予想通り、妖魔たちが襲いかかってきた。私はタヌキをかばいながらも妖魔を追い払う。

 きりがない。ある程度始末したところでタヌキを促し森を駆けぬけることにした。

 永遠に続くとも思われる暗闇に光が差してきた。森の出口はすぐそこだ。

「一気に駆け抜けろ」

と、背後にただならぬ気配を感じた。どうやらヌシの登場のようだった。

「私がくい止める。おまえは早く薬を届けろ」

私は森を抜けるタヌキの姿を確認してから、森の奥に目を凝らす。

 闇がさらに濃くなっていた。久しぶりのこの感覚。全身の血が、筋肉が沸き立つ。私は雄たけびをあげたくなる衝動を抑え身構えた。


 妖魔は弱すぎた。

たったの一撃で首が飛んだ。そして、ボスが殺られたとたんに雑魚たちの気配も消えてしまった。私は拍子抜けしながら、ボス妖魔の醜い首を眺めていた。

 これは使えるのではないか。ふと思った。妖魔の首、全身に返り血を浴びた自分自身。

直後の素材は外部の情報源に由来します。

Issue #624, opened 2023-02-03
Don't early hint fallback assets


brillout:
### Description

See https://github.com/brillout/vite-plugin-ssr/issues/618.

brillout:
The implementation (https://github.com/brillout/vite-plugin-ssr/commit/693ff006e5971ed310a3916304157586e255c896) is brittle as it simply picks the first one. The user has to define the fallback assets after the primary one, in the hope that Vite doesn't shuffle the order in its internal asset graph representation.

brillout:
Fix released in `0.4.75`. I didn't test it but it should work. Let me know if it doesn't.

brillout:
Indeed, let me have a closer look at it.

brillout:
Alright, new fix released at `0.4.76` which I tried and works with your repro. Sorry for the back-and-forth.

FlorianCassayre:
I think this issue is back. In my case I can see both `.woff2` and `.woff` fonts registered for preloading (while it would make sense to only preload `.woff2`). I'm pretty much running the latest version of Vike.

Page: https://florian.cassayre.me/ ([source code](https://github.com/FlorianCassayre/florian.cassayre.me))

Here is another website from the community, written with Vike suffering from the same problem: https://ark-unity.com/ (this time with `.woff` and `.ttf`)

brillout:
@FlorianCassayre This was [only applied to early hints](https://github.com/vikejs/vike/blob/385293c9822f2688fa01667ad2d73b966937a422/vike/node/runtime/renderPage/getEarlyHints.ts#L12-L17). But, indeed, we [should also apply it to preload tags](https://github.com/vikejs/vike/blob/385293c9822f2688fa01667ad2d73b966937a422/vike/node/runtime/html/injectAssets/getHtmlTags.ts#L76). I'll implement it this week (or PR welcome in case that's something you'd be up to).

PR #2144, opened 2025-02-05
fix: fallback fonts should not be preloaded

FlorianCassayre:
As discussed on https://github.com/vikejs/vike/issues/624#issuecomment-2636175999.


FlorianCassayre:
Tested locally, appears to work as desired. I see `test/preload`, I'll try to add a testcase there.

brillout:
:100: Neat.

I think it's fine; no need to write a test for it.

Let me know once this is ready for review.

test/preload/__snapshots__/prod.spec.ts.snap
```diff
@@ -52,7 +52,7 @@ exports[`preload tags > Preload Default 2`] = `
     <html>
       <head>
         <link rel="stylesheet" type="text/css" href="/assets/static/renderer_Layout-031b266d.$HASH.css">
-        <link rel="preload" href="/assets/static/Sono-Light.$HASH.ttf" as="font" type="font/ttf" crossorigin>
+        <link rel="preload" href="/assets/static/Sono-Light.$HASH.woff2" as="font" type="font/woff2" crossorigin>
```
FlorianCassayre, line 55: Production-like preloading, fallback font is omitted.

test/preload/__snapshots__/prod.spec.ts.snap
```diff
@@ -177,6 +177,7 @@ exports[`preload tags > Preload Eager 2`] = `
     <html>
       <head>
         <link rel="stylesheet" type="text/css" href="/assets/static/renderer_Layout-031b266d.$HASH.css">
+        <link rel="preload" href="/assets/static/Sono-Light.$HASH.woff2" as="font" type="font/woff2" crossorigin>
         <link rel="preload" href="/assets/static/Sono-Light.$HASH.ttf" as="font" type="font/ttf" crossorigin>
```
FlorianCassayre, line 181: Development-like preloading, both fonts are included.
Debatable if we should keep it like this, but I guess it doesn't hurt since it was already like that.

FlorianCassayre (commented):
Alright, I'm pretty sure it's correct. Thanks for the pointers by the way, that made it really easy to make the changes.

brillout:
:rocket: Thank you Florian.

brillout:
Pre-released as `0.4.220-commit-af5c91f`.

PR #2146, opened 2025-02-06
feat: add compatibility with Vite 6 Environment API

magne4000:
This is a WIP to add Environment API compatibility, by calling `buildApp` instead of `vite.build` (keeping current behaviour as default).

- new ~~`useEnvironmentAPI`~~ `viteEnvironmentAPI` config. Naming, location and whether it should be on the Vike CLI only -> to be discussed
- `autoFullBuild` is disabled in this mode
- New `vike:buildApp` plugins to mimic `autoFullBuild`


brillout:
Btw. I should be done with my refactoring soon. The bulk of it is done, it's now "only" about small things.

brillout:
> * Naming

I'd suggest `viteEnvironmentAPI`.

> `vike.dev/TODO`

I guess we don't need this for now. It's mostly/only going to be used by our own extensions anyways.

brillout:
Your IDE seems to re-order imports. Can we revert these changes? We can eventually agree on some new linting rules after I merged all pending PRs & branches.

magne4000:
> Your IDE seems to re-order imports. Can we revert these changes? We can eventually agree on some new linting rules after I merged all pending PRs & branches.

Indeed, and I still don't know why, as the option is disabled :/

magne4000:
> > Your IDE seems to re-order imports. Can we revert these changes? We can eventually agree on some new linting rules after I merged all pending PRs & branches.
> 
> Indeed, and I still don't know why, as the option is disabled :/

It seems like the IntelliJ Biome plugin does `biome check --apply` even if `Run Biome check with --apply` is unchecked... I'm disabling it and reversing the changes

vike/node/plugin/plugins/buildConfig.ts
```diff
@@ -109,7 +109,8 @@ function buildConfig(): Plugin[] {
         order: 'pre',
         sequential: true,
         async handler(options, bundle) {
-          if (isSsrBuild) {
+          if (isSsrBuild || this.environment.name === 'ssr') {
```
magne4000, line 112: I need to check if `this.environment` exists in Vite 5.

magne4000: It does not

magne4000:
You can do your refactoring @brillout. I do not know how I can manage to create a unit test with vite@5 in the same monorepo. Calling `vike build` always use the Vite version in the linked `vike` package. We could call `vite build` instead, but that doesn't seem really wise.

brillout:
I see. Indeed I think we are currently not testing Vite 5 at all.

brillout:
https://github.com/vikejs/vike/pull/2146/commits/d296d913d3721c601e9366e03a591460b11877d5; let me know if that's an issue.

brillout:
I made it that some `test-deprecated-design/` are testing Vite 5, e.g.:
https://github.com/vikejs/vike/blob/6ff9bd75b3077f98a95ac80a6b56f57ece0f52fb/test-deprecated-design/vue-full/package.json#L18

Indeed, once Vike removes support for Vite's CLI, this won't be possible anymore. My idea is that some `vike-{react,vue}` examples can be testing Vite 5, that should be good enough for now (at least between Vite 6 and Vite 5).

PR #2147, opened 2025-02-06
chore: bump pnpm

magne4000:
Most dependencies have been updated as a side effect, and `e2e` prod tests all fail unexpectedly


package.json
```diff
@@ -43,8 +43,9 @@
   },
   "pnpm": {
     "overrides": {
-      "vike": "link:./vike/"
+      "vike": "link:./vike/",
+      "vike>vite": "^6.0.5"
```
magne4000, line 47: Without it, `vike` package reuses the `vite` version used by `vitest` declared in the workspace root.
It just ignores the `"devDependencies": { "vite": "^6.0.5" }` declared in `vike`.

brillout:
The Vitest failed tests can be updated, similarly to what you did in your last commit. As for the TS failure of test-deprecated-design/vue-full/ we can pin some older version if it helps.

package.json
brillout: Even if setting `"vite": "6.0.5"` (wtihout `^`)?

magne4000:
> Most dependencies have been updated as a side effect, and `e2e` prod tests all fail unexpectedly

Hum, they only fail on my machine it seems, `playwright` really doesn't like being updated...

package.json
magne4000: > Even if setting `"vite": "6.0.5"` (wtihout `^`)?

Yes, even like that

magne4000: > If possible, it'd be nice to avoid overriding the vite version globally.

It declares it globally, but overrides it only for `vike`. And I haven't found another workaround

brillout:
LGTM once the failed Vitest test is updated.

magne4000:
I reverted my "fix" on the test file. I actually have no clue of what's happening.
In my terminal the test passes only with the "fix", but in my IDE and on the CI, it passes only without it.

package.json
brillout: Actually, the latest Vitest works with Vite 6: https://github.com/vitest-dev/vitest/blob/12eaf3ea4369c46ab576e371e729a7cad9dfb647/packages/vitest/package.json#L174.

So maybe a better workaround could be `vitest>vite` instead of `vike>vite`.

brillout:
It's because of https://github.com/brillout/picocolors/blob/b659f67bbc1f9a0f34a740077953fe83a930c822/picocolors.js#L3.

brillout:
And this: https://github.com/brillout/picocolors/blob/b659f67bbc1f9a0f34a740077953fe83a930c822/picocolors.browser.mjs#L6. I'm hesitating whether this was a good idea :thinking: 

Can we make sure to align the value `isColorSupported()` between local and CI? Maybe we can add some env var to Vitest tests?

magne4000:
> And this: https://github.com/brillout/picocolors/blob/b659f67bbc1f9a0f34a740077953fe83a930c822/picocolors.browser.mjs#L6. I'm hesitating whether this was a good idea 🤔
> 
> Can we make sure to align the value `isColorSupported()` between local and CI? Maybe we can add some env var to Vitest tests?

I was thinking the same thing. I'll enforce `NO_COLOR`

package.json
brillout: If everyone is using the same Vite version, then there shouldn't be a problem in the first place, I guess.

brillout:
> FORCE_COLOR

:+1: Even better. LGTM, although maybe it could be worth it to have another look at https://github.com/vikejs/vike/pull/2147#discussion_r1945006593.

package.json
magne4000: We could bump `vitest`, let me check if it breaks anything.

brillout: Currently Vike is using `    "vitest": "^2.1.3"` so maybe bumping Vitest does the trick.

brillout: > We could bump `vitest`, let me check if it breaks anything.

It usually doesn't, but let me know if it does — I can give a hand.

magne4000: Seems fine

magne4000:
> [remove superfluous vite dep](https://github.com/vikejs/vike/pull/2147/commits/1f9c5e3b1d7c620fd77e4358cd63b2e900c48ed8)

It's risky. I had to add it because otherwise it kept using `vite@5` (after a fresh install). So it's possible that any dependency update could rollback to using `vite@5` without it.

magne4000:
> > [remove superfluous vite dep](https://github.com/vikejs/vike/pull/2147/commits/1f9c5e3b1d7c620fd77e4358cd63b2e900c48ed8)
> 
> It's risky. I had to add it because otherwise it kept using `vite@5` (after a fresh install). So it's possible that any dependency update could rollback to using `vite@5` without it.

For instance, without it, `rm -fr node_modules/ pnpm-lock.yaml && pnpm i` installs `vite@5`

brillout:
Hm that's unexpected (I guess a pnpm bug? Why would pnpm pick Vite 5 - a lower version - if everyone can use Vite 6?). I went ahead and merged; I'll revive the explicit vite dep when it becomes necessary.

magne4000:
> Hm that's unexpected (I guess a pnpm bug? Why would pnpm pick Vite 5 - a lower version - if everyone can use Vite 6?). I went ahead and merged; I'll revive the explicit vite dep when it becomes necessary.

This whole vite version thing is weird, `pnpm` doesn't act as I would expect, I agree

magne4000:
> > Hm that's unexpected (I guess a pnpm bug? Why would pnpm pick Vite 5 - a lower version - if everyone can use Vite 6?). I went ahead and merged; I'll revive the explicit vite dep when it becomes necessary.
> 
> This whole vite version thing is weird, `pnpm` doesn't act as I would expect, I agree

I created [an issue](https://github.com/pnpm/pnpm/issues/9058) for it.

PR #2183, opened 2025-02-14
feat: universal-middleware

magne4000:


brillout:
LGTM.

Most notable change: https://github.com/vikejs/vike/pull/2183/commits/02a60c4047f82c63bbbff0536c69c4c881ed95cf

Feel free to squash & merge whenever you want.

When squashing:

image

I.e. remove all commit text except of the last line. (That's also what the Vite team does.)

magne4000:
> Most notable change: [02a60c4](https://github.com/vikejs/vike/commit/02a60c4047f82c63bbbff0536c69c4c881ed95cf)

IIRC, at some point, this was causing crashes with react when `stream: true`, because internally Vike was instanciating some Node Stream, and using `getReadableWebStream()` in this case was causing errors. Using `response.pipe` however did not.
I do not remember the complete test case though.

brillout:
Actually, thinking of it, I like the transform: it allows Vike land to use any stream type (Web Stream or Node.js Stream) while converting it to a Web Stream for universal-middleware. I went ahead and reverted.

magne4000:
> Ah, no, wait. It actually doesn't transform the stream types. Wishful thinking 😅. How about we remove `new TransformStream()` and, if it causes issues, I'll dig into it? I went ahead and re-applied my change.

LGTM

PR #2193, opened 2025-02-17
perf: switch from `fast-glob` to `tinyglobby`

benmccann:
The docs say:

>## Minimal and self-contained (no deps)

この姿を見たら普通の人間なら恐れおののくだろう。

 私は妖魔の首をつかむと街へ向かった。もちろん行先はあの胸くそ悪い店だ。


 そこからはとても愉快だった。無造作に妖魔の首をカウンターに置いたときの男の顔は別人のようだった。目的の薬どころか、懸賞金もしっかりいただいた。これで当分は金に困ることはないただろう。



 数日後。私とタヌキは里の畑を耕していた。

 神殿が用意してくれたお金は、とりあえずは私の懸賞金から返した。しかし、タヌキは自分自身の力で返したいと申し出たのだ。神殿はタヌキのために里に口をきいてくれた。タヌキは人里の畑仕事を手伝い日当をもらうことになった。タヌキ一人(匹)ではまだ少し不安があるようなので、私もまたタヌキを手伝うことにした。

 ふと、山の方をみると、小さな人影が見える。あれは元気を取り戻したタヌキの恋人が昼飯をもってきてくれたのだろう。